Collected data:

====================

PR #1588, opened 2024-04-29
AUT-2733: Fix server sent consent cookie

gtvj:
## What

* Removes `HttpOnly` flag from `cookie_preferences_set` cookie included in HTTP responses. The [commit message](https://github.com/govuk-one-login/authentication-frontend/commit/b9e295d24fd67acfbd6d844fbd3030fba0334ee2) provides more context on the reasons for this change
* Removes duplicated `createConsentCookie` function that served only to wrap the `res.cookie` function provided by Express
* Applies `String` encoding to the cookie for consistency with encoding when the cookie is set on the client.
* Updates associated tests to ensure calls to `res.cookie` include the expected arguments and flags that will set the `HttpOnly` and `Secure` attributes. The [commit message](https://github.com/govuk-one-login/authentication-frontend/pull/1588/commits/939071fb1ceeaaa7c51132f76b1fdb7532d06e48) provides further information.
* Changes `CookieConsentModel`'s 'expiry' property to match the 'expires' property used in Express `res.cookie`

## How to review

1. Code Review
1. Run the tests
1. Run the code locally and, using an Incognito window (or having cleared cookies for the host), verify that:
   a. The cookie is set to reflect the HTTP headers included in the response from `/authorize`
   b. The server-sent cookie value is not URL encoded
   c. The banner is not shown 
   d. Interacting with the cookie banner updates the cookie value as expected (both when accepting and rejecting). You'll need to remove the server-sent cookie, reload the page, change settings and proceed to the next page to do this

## Related PRs

- https://github.com/govuk-one-login/authentication-frontend/pull/1224 introduced the `HttpOnly` flag for the `cookie_preferences_set` cookie

### DIFF
--- a/src/components/authorize/authorize-controller.ts
+++ b/src/components/authorize/authorize-controller.ts
@@ -38,7 +38,7 @@ function createConsentCookie(
   res.cookie(COOKIES_PREFERENCES_SET, consentCookieValue.value, {
     expires: consentCookieValue.expiry,
     secure: true,
-    httpOnly: true,
+    httpOnly: false,
     domain: res.locals.analyticsCookieDomain,
   });
 }
--- a/src/components/authorize/authorize-controller.ts
+++ b/src/components/authorize/authorize-controller.ts
@@ -152,7 +152,7 @@ export function authorizeGet(
         cookiesConsentService.createConsentCookieValue(cookieConsent);
 
       res.cookie(COOKIES_PREFERENCES_SET, consentCookieValue.value, {
-        expires: consentCookieValue.expiry,
+        expires: consentCookieValue.expires,
         secure: true,
         httpOnly: false,
         domain: res.locals.analyticsCookieDomain,
--- a/src/components/authorize/authorize-controller.ts
+++ b/src/components/authorize/authorize-controller.ts
@@ -30,7 +30,7 @@ import { Claims } from "./claims-config";
 
 export function authorizeGet(
   authService: AuthorizeServiceInterface = authorizeService(),
-  cookieService: CookieConsentServiceInterface = cookieConsentService(),
+  cookiesConsentService: CookieConsentServiceInterface = cookieConsentService(),
   kmsService: KmsDecryptionServiceInterface = new KmsDecryptionService(),
   jwtService: JwtServiceInterface = new JwtService()
 ): ExpressRouteFunc {
@@ -149,7 +149,7 @@ export function authorizeGet(
 
     if (req.session.client.cookieConsentEnabled && cookieConsent) {
       const consentCookieValue =
-        cookieService.createConsentCookieValue(cookieConsent);
+        cookiesConsentService.createConsentCookieValue(cookieConsent);
 
       res.cookie(COOKIES_PREFERENCES_SET, consentCookieValue.value, {
         expires: consentCookieValue.expiry,
--- a/src/components/authorize/authorize-controller.ts
+++ b/src/components/authorize/authorize-controller.ts
@@ -8,10 +8,7 @@ import {
 import { getNextPathAndUpdateJourney, ERROR_CODES } from "../common/constants";
 import { BadRequestError, QueryParamsError } from "../../utils/error";
 import { ExpressRouteFunc } from "../../types";
-import {
-  CookieConsentModel,
-  CookieConsentServiceInterface,
-} from "../common/cookie-consent/types";
+import { CookieConsentServiceInterface } from "../common/cookie-consent/types";
 import { cookieConsentService } from "../common/cookie-consent/cookie-consent-service";
 import { sanitize } from "../../utils/strings";
 import { USER_JOURNEY_EVENTS } from "../common/state-machine/state-machine";
@@ -30,18 +27,6 @@ import {
 } from "../../config";
 import { logger } from "../../utils/logger";
 import { Claims } from "./claims-config";
-
-function createConsentCookie(
-  res: Response,
-  consentCookieValue: CookieConsentModel
-) {
-  res.cookie(COOKIES_PREFERENCES_SET, consentCookieValue.value, {
-    expires: consentCookieValue.expiry,
-    secure: true,
-    httpOnly: false,
-    domain: res.locals.analyticsCookieDomain,
-  });
-}
 
 export function authorizeGet(
   authService: AuthorizeServiceInterface = authorizeService(),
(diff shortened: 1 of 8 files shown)


src/components/authorize/authorize-controller.ts
```diff
@@ -166,7 +151,13 @@ export function authorizeGet(
...
         cookieService.createConsentCookieValue(cookieConsent);
 
-      createConsentCookie(res, consentCookieValue);
+      res.cookie(COOKIES_PREFERENCES_SET, consentCookieValue.value, {
+        expires: consentCookieValue.expiry,
+        secure: true,
+        httpOnly: false,
+        domain: res.locals.analyticsCookieDomain,
+        encode: String,
+      });
```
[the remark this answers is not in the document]
gtvj: Hi @andrew-moores - I've introduced an additional commit that extends the tests to assert that calls to `res.cookie` include the expected arguments. I initially had a bit of difficulty because the `expiry` property was changing between calls (by a second) and causing failures, but found I could assert for only the `httpOnly`, `secure` and `encode` properties by passing these as keys to an object passed to `sinon.match`

src/components/common/cookies/cookies-controller.ts
```diff
@@ -27,22 +26,16 @@ export function cookiesPost(req: Request, res: Response): void {
...
-  res: Response,
-  consentCookieValue: CookieConsentModel
-) {
   res.cookie(COOKIES_PREFERENCES_SET, consentCookieValue.value, {
     expires: consentCookieValue.expiry,
     secure: true,
-    httpOnly: true,
+    httpOnly: false,
     domain: res.locals.analyticsCookieDomain,
+    encode: String,
```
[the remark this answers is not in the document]
gtvj: Hi @andrew-moores - I've introduced an additional commit that extends the tests to assert that calls to `res.cookie` include the expected arguments. I initially had a bit of difficulty because the `expiry` property was changing between calls (by a second) and causing failures, but found I could assert for only the `httpOnly`, `secure` and `encode` properties by passing these as keys to an object passed to `sinon.match`

src/components/authorize/tests/authorize-controller.test.ts
```diff
@@ -108,7 +111,15 @@ describe("authorize controller", () => {
         fakeJwtService
       )(req as Request, res as Response);
 
-      expect(res.cookie).to.have.been.called;
+      expect(res.cookie).to.have.been.calledWith(
+        COOKIES_PREFERENCES_SET,
+        consentCookieValue.value,
+        sinon.match({
```
andrew-moores, line 117:
```suggestion
        sinon.match({
        expires: sinon.match((date: Date) => {
            const expectedExpires = new Date(Date.now());
            expectedExpires.setFullYear(expectedExpires.getFullYear() + 1)
            return Math.abs(date.getTime() - expectedExpires.getTime()) < 1000;
          }),
```

test/helpers/mock-cookie-consent-service-helper.ts
```diff
@@ -0,0 +1,20 @@
+import { sinon } from "../utils/test-utils";
+import { CookieConsentServiceInterface } from "../../src/components/common/cookie-consent/types";
+
+export function createMockCookieConsentService(
+  userCookieConsentPreference: string
+): CookieConsentServiceInterface {
```
andrew-moores, line 6:
```suggestion
): CookieConsentServiceInterface {
  const expiryDate: Date = new Date();
  expiryDate.setFullYear(expiryDate.getFullYear() + 1);

```

test/helpers/mock-cookie-consent-service-helper.ts
```diff
@@ -0,0 +1,20 @@
...
+    getCookieConsent: sinon.fake(),
+    createConsentCookieValue: sinon.fake.returns({
+      value: JSON.stringify({
+        analytics: userCookieConsentPreference === "true",
+      }),
+      expires: (function (): any {
+        const cookieExpires = new Date();
+        cookieExpires.setFullYear(cookieExpires.getFullYear() + 1);
+        return cookieExpires;
+      })(),
```
andrew-moores, line 17:
```suggestion
    expiry: expiryDate
```

src/components/authorize/authorize-controller.ts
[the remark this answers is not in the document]
andrew-moores: I've added some suggestions for testing the expiry date as it seems like an important feature to check.

src/components/authorize/tests/authorize-controller.test.ts
andrew-moores: Check that the expiry date is approximately one year in the future from now allowing a difference of 1000 milliseconds to account for the time the test takes to run.

test/helpers/mock-cookie-consent-service-helper.ts
andrew-moores, line 1: Ideally we should use the actual service rather than a mock here as the expiry date is different depending on the consent given by the user.

test/helpers/mock-cookie-consent-service-helper.ts
andrew-moores: The `CookieConsentModel` uses expiry but the express Request cookie method uses expires, ideally the model should be updated to align with express.

test/helpers/mock-cookie-consent-service-helper.ts
gtvj: Thanks @andrew-moores - as discussed, I've got the go-ahead to create a technical debt ticket for this change and created it in Jira so it can be triaged/prioritised and brought in to a future sprint. I've shared details of the ticket on Slack.

src/components/authorize/authorize-controller.ts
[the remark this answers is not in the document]
gtvj: Thanks @andrew-moores - I've included all the suggestions now.

test/helpers/mock-cookie-consent-service-helper.ts
gtvj: Hi @andrew-moores - thanks for this suggestion. I've just pushed [a new commit](https://github.com/govuk-one-login/authentication-frontend/pull/1588/commits/813241569875bb7b13dae819a7ec33ea4b87ff9c) that does this refactoring

andrew-moores (approved):

BeckaL (approved):
Approving on Andrew's behalf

====================

__WORK TO BE COMPLETED__
Your answer must be the lines from the first line of the records through the line containing "## How to review", copied exactly.

__THE COMPLETED TASK__
PR #1588, opened 2024-04-29
AUT-2733: Fix server sent consent cookie

gtvj:
## What

* Removes `HttpOnly` flag from `cookie_preferences_set` cookie included in HTTP responses. The [commit message](https://github.com/govuk-one-login/authentication-frontend/commit/b9e295d24fd67acfbd6d844fbd3030fba0334ee2) provides more context on the reasons for this change
* Removes duplicated `createConsentCookie` function that served only to wrap the `res.cookie` function provided by Express
* Applies `String` encoding to the cookie for consistency with encoding when the cookie is set on the client.
* Updates associated tests to ensure calls to `res.cookie` include the expected arguments and flags that will set the `HttpOnly` and `Secure` attributes. The [commit message](https://github.com/govuk-one-login/authentication-frontend/pull/1588/commits/939071fb1ceeaaa7c51132f76b1fdb7532d06e48) provides further information.
* Changes `CookieConsentModel`'s 'expiry' property to match the 'expires' property used in Express `res.cookie`

## How to review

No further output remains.